See all articles by Jef De Mot

Jef De Mot

University of Münster

Murat C. Mungan

Texas A&M University School of Law

Date Written: August 22, 2018


In this article we focus on a previously neglected cost of whistle-blower awards: employers may base their hiring decisions, on the margin, not on the productivity of an employee but rather on the probability that the employee will become a whistle-blower. We develop a three-stage model to examine how productivity losses due to distortions at the hiring stage influence optimal whistle-blower rewards.
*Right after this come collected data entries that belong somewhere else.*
Issue #1037, opened 2017-04-18
FileInputStream and FileOutputStream are not GC friendly


patriknw:
https://www.cloudbees.com/blog/fileinputstream-fileoutputstream-considered-harmful

jrudolph:
Fixed in #1038.

PR #1038, opened 2017-04-18
Replace FileInputStream and FileOutputStream, #1037

patriknw:
* because they use finalize that is not gc friendly
* they were only used in tests, but good to stay away from them
  anyway

Refs #1037

### DIFF
--- a/akka-http-tests/src/test/scala/akka/http/scaladsl/server/directives/FileUploadDirectivesSpec.scala
+++ b/akka-http-tests/src/test/scala/akka/http/scaladsl/server/directives/FileUploadDirectivesSpec.scala
@@ -4,7 +4,8 @@
 
 package akka.http.scaladsl.server.directives
 
-import java.io.{ File, FileInputStream }
+import java.io.File
+import java.nio.file.Files
 
 import akka.http.scaladsl.model._
 import akka.http.scaladsl.server.{ MissingFormFieldRejection, RoutingSpec }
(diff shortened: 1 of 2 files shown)


akka-http-tests/src/test/scala/akka/http/scaladsl/server/directives/FileUploadDirectivesSpec.scala
```diff
@@ -147,7 +148,7 @@ class FileUploadDirectivesSpec extends RoutingSpec {
   }
 
   private def read(file: File): String = {
-    val in = new FileInputStream(file)
+    val in = Files.newInputStream(file.toPath)
```
viktorklang: Is there a reason why we open the file for every read?

viktorklang: Note that [this line](https://github.com/akka/akka-http/pull/1038/files#diff-e1d2ed324b8dda05ffd842932a01ce76L154) could corrupt the input if the last byte(s) are an unclosed UTF-8 sequence. (Also, I think it would be faster to pass in the [UTF-8](https://docs.oracle.com/javase/7/docs/api/java/nio/charset/StandardCharsets.html#UTF_8) Charset rather than the "UTF-8"-String there.

jrudolph: I think this whole method works only accidentally (if at all). It's only in tests, so maybe no need to fix it right now.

We characterize optimal rewards for whistle-blowing, and show that the size of these rewards depends on the harm from crime, the punishment for crime, and the relative responsiveness of the employer's hiring decisions and offending decisions. Moreover, when rewards can be chosen according to either the benefits of the employer from offending or the productivity of the worker being hired, productivity-based rewards are superior to benefit-based rewards.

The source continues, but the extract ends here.